Because error message are frequently chained together, message strings should not be capitalized and newlines should be avoided. The resulting errors may be long, but they will be selfcontained when found by tools like grep.

When designing error message, be deliberate, so that each one is a meaningful description of the problem with sufficient and relevant detail, and be consistent, so that errors returned by the same function or by a group of functions in the same package are similar in form and can be dealt with in the same way.

For example, the os package guarantees that every error returned by a file operation, such as os.Open or the Read, Write, or Close methods of an open file, describes not just the nature of the failure(permission denied, no such directory, and so on) but also the name of the file, so the caller needn't include this information in the error message it constructs.

In general, the call f(x) is responsible for reporting the attempted operation f and the argument value x as they relate to the context of the error. The caller is responsible for adding further information that it has but the call f(x) does not, such as the URL in the call to html.Parse above.

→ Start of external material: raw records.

Issue #302, opened 2026-08-03
fix(utils): usage errors exit 1 while the README documents 2


jisung-02:
## Background

The README "Exit codes" table documents `2` as the usage-error code, and `CLAUDE.md` and `.github/copilot-instructions.md` repeat it. All three describe the exit codes as a stable public contract that scripts, CI, and AI agents branch on.

Local validation failures across the CLI currently exit `1`, so this part of the documented contract does not seem to be reachable in practice today. It may be worth deciding which of the two the project wants to keep.

## What the code does today

- `utils/error.go` defines `ExitCodeWorkSessionDenied` (3), `ExitCodePendingApproval` (4), `ExitCodeServerBusy` (5), and `ExitCodeNotApproved` (6). There is no constant for a usage error.
- `utils.CliUsageErrorEnvelopeWithExit`, the helper used for local validation failures, exits `1`. Its own doc comment states this: `// ... error_code is fixed to UsageErrorCode. Exits(1).` It has roughly 35 production call sites.
- `os.Exit(2)` does not appear anywhere in production code—the only occurrences are in test-harness subprocesses.
- The README row appears to date from `fa29159 docs: document alpacon exit code convention`, which introduced the convention without a corresponding constant.

Under `--output json` the situation is a little different: those call sites do emit a structured `{"error_code": "usage_error", "exit_code": 1, ...}` envelope, so a JSON consumer can already tell a usage error apart. Only the exit code alone is ambiguous.

## Why it might matter

A consumer that reads the exit code alone cannot currently distinguish "you passed a bad flag" from "the network failed" or "the server returned an error". Both are `1`. For the lightweight agents the exit-code contract was designed for, that difference is the difference between "fix the invocation and retry" and "retry unchanged", which suggests the distinction is worth having in some form.

## Possible directions

Either seems defensible; the choice is mostly about how much churn is acceptable.

1. Introduce `ExitCodeUsageError = 2` and point `CliUsageErrorEnvelopeWithExit` at it. This would honor what the docs already promise. It is a breaking change for anyone currently treating `1` as "any failure", since ~35 call sites would move at once, so it would likely want its own PR and a release-notes callout. Since nothing returns `2` today, no consumer can be relying on the current absence.
2. Relax the documentation instead—drop or reword the `2` row so the docs match the implementation. Lower risk, though it gives up a distinction the contract had already advertised.

[...]

PR #316, opened 2026-08-10
docs(utils): record why the CLI omits the credential override

### LINKED ISSUE #305: Correct the --env guidance and document the inline-credential gate
## Background

This issue originally proposed adding `--env` guidance for the ADR 0037 inline-credential gate (alpacax/alpacon-server#2745). That proposal was already merged as #304 (`2d58f11`, landed 30 minutes before this issue was opened): `utils.CommandInlineCredential` at `utils/error.go:22`, detection in `cmd/exec/run.go` printing `Error:` plus `Hint:` in table mode and an envelope carrying `error_code` under `--output json`, bypassing `utils.CliErrorWithExit` so the misleading issue-tracker line (`utils/log.go:13`) is not appended, and exit code 1 kept as the original open question concluded.

The issue was then rescoped to what surfaced while checking that work against the server.

## What the gate actually inspects

Verified by reading `alpacon-server` (`origin/main`, after #2745), since everything below depends on it.

- `check_inline_credential` in `execution_gate/stages.py` reads only `line = inp.command_line`. `credential_context` in `events/api/serializers.py` passes only `attrs.get('line')`. The `env` field is never inspected.
- The CLI sends `--env` values in a separate field, not on the command line (`api/event/types.go:68-79`, `api/event/event.go:191-200`).
- `env` is not returned in API responses. It is absent from `CommandSerializer.Meta.fields`, and the help text for `expose_command_env_in_audit` (`workspaces/models.py:790-799`) states "Env is never returned in API responses regardless of this setting". That setting defaults to false, and while it is off `mask_command_output` (`events/models.py:138-149`) masks env values appearing in command output.

So the gate rejects credentials on the remote command line. `--env="KEY=VALUE"` passes it and is not an audit-log leak; the only exposure left is local.

## Resolved in #307

1. The `--env` guidance disagreed with the server. The help discouraged `--env="KEY=VALUE"` as "recorded verbatim in the audit log" and recommended `--env="KEY"` for staying "out of the audit log", but the audit log does not distinguish the two forms. The real difference is that a literal value stays on the local alpacon command line, reaching shell history, `ps` output, and CI job logs. Fixed in `cmd/exec/exec.go`, `cmd/websh/websh.go`, and the hint in `cmd/exec/run.go`. The README's only `--env` example used the discouraged form and carried a quoting bug, where `"echo $KEY"` was expanded by the local shell before alpacon saw it.

2. The gate was undocumented. Nothing in the README or either help text mentioned it, so the first anyone heard of the rule was a failed command — wrong order for CI pipelines and AI agents, which compose invocations from `--help` and the README. Now described in both help texts, in the README body, and in the exit code table's row for `1`.

3. The hint always named `alpacon exec`. websh command mode delegates to the exec runner (`cmd/websh/websh.go`), so websh users were handed an exec example. A name swap was not enough: the `--` separator exists only in `cmd/exec/parse.go:58`, while websh takes the remote command as a single quoted argument. `reRunHint` still names exec on purpose, since websh has no `--wait` and a rerun after approval has to go through exec (`README.md` exit code table, row 4).

## Moved to #306

The error-code mapping. `alpacon-server` defines 262 error codes and `utils/error.go` knows 11; when one of the rest arrives without a `detail`, `parseAPIErrorPayload`'s field-listing fallback turns the identifier itself into the user-facing message and `utils.CliErrorWithExit` appends the issue-tracker line. #304 handled one code by hand, so the pattern repeats for every code the server adds. Structural rather than a wording fix, so it is tracked separately.

## Still open: `credential_exposure_acknowledged`

The server accepts a per-command override, and its behavior is narrower than the name suggests. `validate` in `events/api/serializers.py` recomputes the flag rather than storing what the client sent, so an acknowledgement counts only when the line actually carries a credential. `execution_gate/stages.py` describes it as an "audited per-command action, never a per-environment auto-pass" and as "hygiene, not authorization" — no role gate, with the audit trail as the control. Even when acknowledged, `mask_command_line` in `events/models.py` redacts the value at write time (ADR 0042).

The CLI does not expose it. #304 left it out deliberately. Not exposing it makes `--env` the only escape path from the CLI, which matches the intent of the gate. Needs a decision.

## Verification scope

The findings and the gate behavior come from reading the `alpacon-cli` and `alpacon-server` (`origin/main`) sources. The #304 behavior was confirmed by `go build ./...`, `go test -race ./cmd/exec/ ./utils/ ./client/`, and by `cmd/exec/credential_hint_test.go`, which drives the real `alpacon exec` binary as a child process against an httptest server returning 400 `{"code": "command_inline_credential"}`. It was later also confirmed against a live server.

Refs alpacax/alpacon-server#2745, #304, #306, #307

jisung-02:
## Background

alpacon-server accepts a per-command `credential_exposure_acknowledged`. Sending it passes the inline-credential gate (`execution_gate/stages.py:274-276`). The CLI has the field nowhere, and no note saying why, so the omission read as an oversight. #305 asked whether to expose it; this PR records the answer next to the constant.

The answer is not to expose it, for three reasons.

First, the override records the exposure rather than preventing it. The server frames the gate as hygiene, not authorization, and deliberately gave the override no role gate—the control is the audit trail, not a permission. alpacon-server commit `fd71f7e8f` states this explicitly: "Deliberately still no role gate on the override: ADR 0037 makes this gate hygiene, not authorization, so the control is the audit trail." The same commit put the override on the detail and list serializers and made it filterable, precisely so auditors can enumerate overrides. Its current role is an audited exception at the API level, not a routine path a CLI flag should pave.

Second, the stored rendering is masked either way (`mask_command_line`, ADR 0042, keyed on the same predicate as the gate). Acknowledging buys nothing but the command running—the secret still lands in `Command.line` verbatim, which is exactly what the gate exists to prevent.

Third, the override's original justification is gone. It entered the server as a false-positive escape hatch for the monitor-to-enforce rollout (alpacax/alpacon-server#2745, `COMMAND_CREDENTIAL_MODE`). That flag no longer exists: commit `fd71f7e8f` removed it after an adversarial review executed the patterns, produced the full false-positive and false-negative set, and both were closed (upstream alpacax/alpacon-ai-server#293, then the re-vendoring commit). The known false positives were fixed in the detector itself—`_is_indirect` in `utils/credentials.py` exempts shell variable references and command substitutions (`--password="$DB_PASSWORD"`), pinned by `RejectSemanticsTest`, and the key-boundary and prompt-mode `--password` cases moved upstream (ai-server#300, #302). The gaps still documented in that module are all false negatives (bare high-entropy secrets, uncommon key names, secrets in prose). A false positive today is a detector bug to report and fix, not an expected condition that needs a bypass flag.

Let's move on to the second strategy for handling errors. For errors that represent transient or unpredictable problems, it may make sense to retry the failed operation, possibly with a delay between tries, and perhaps with a limit on the number of attempts or the time spent trying before giving up entirely.

// WaitForServer attempts to contact the server of a URL.
// It tries for one minute using exponential back-off.
// It reports an error if all attempts fail.
func WaitForServer(url string) error {
    const timeout = 1 * time.Minute
    deadline := time.Now().Add(timeout)
    for tries := 0; time.Now().Before(deadline); tries++ {
        _, err := http.Head(url)
        if err == nil {
            return nil // success
        }
        log.Printf("server not responding (%s); retrying...", err)
        time.Sleep(time.Second << uint(tries)) // exponential back-off
    }
    return fmt.Errorf("server %s failed to respond after %s", url, timeout)
}

Third, if progress is impossible, the caller can print the error and stop the program gracefully, but this course of action should generally be reserved for the main package of a program. Library functions should usually propagate errors to the caller, unless the error is a sign of an internal inconsistency—that is, a bug.

// (In function main.)
if err := WaitForServer(url); err != nil {
    fmt.Fprintf(os.Stderr, "Site is down: %v\n", err)
    os.Exit(1)
}

A more convenient way to achieve the same effect is to call log.Fatalf. As with all the log functions, by default it prefixes the time and date to the error message.

// (In function main.)
if err := WaitForServer(url); err != nil {
    fmt.Fprintf(os.Stderr, "Site is down: %v\n", err)
    os.Exit(1)
}

The default format is helpful in a long-running server, but less so for an interactive tool:

2017/09/20 15:04:05 Site is down: no such domain: bad.gopl.io

For a more attractive output, we can set the prefix used by the log package to the name of the command, and suppress the display of the data and time:

log.SetPrefix("wait: ")
log.SetFlags(0)

Fourth, in some cases, it's sufficient just to log the error and then continue, perhaps with reduced functionality. Again there's a choice between using the log package, which adds the usual prefix:

if err := Ping(); err != nil {
    log.Printf("ping failed: %v; networking disabled", err)
}

and printing directly to the standard error stream:

if err := Ping(); err != nil {
    fmt.Fprintf(os.Stderr, "ping failed: %v; networking disabled\n", err)
}

(All log functions append a newline if one is not already present.)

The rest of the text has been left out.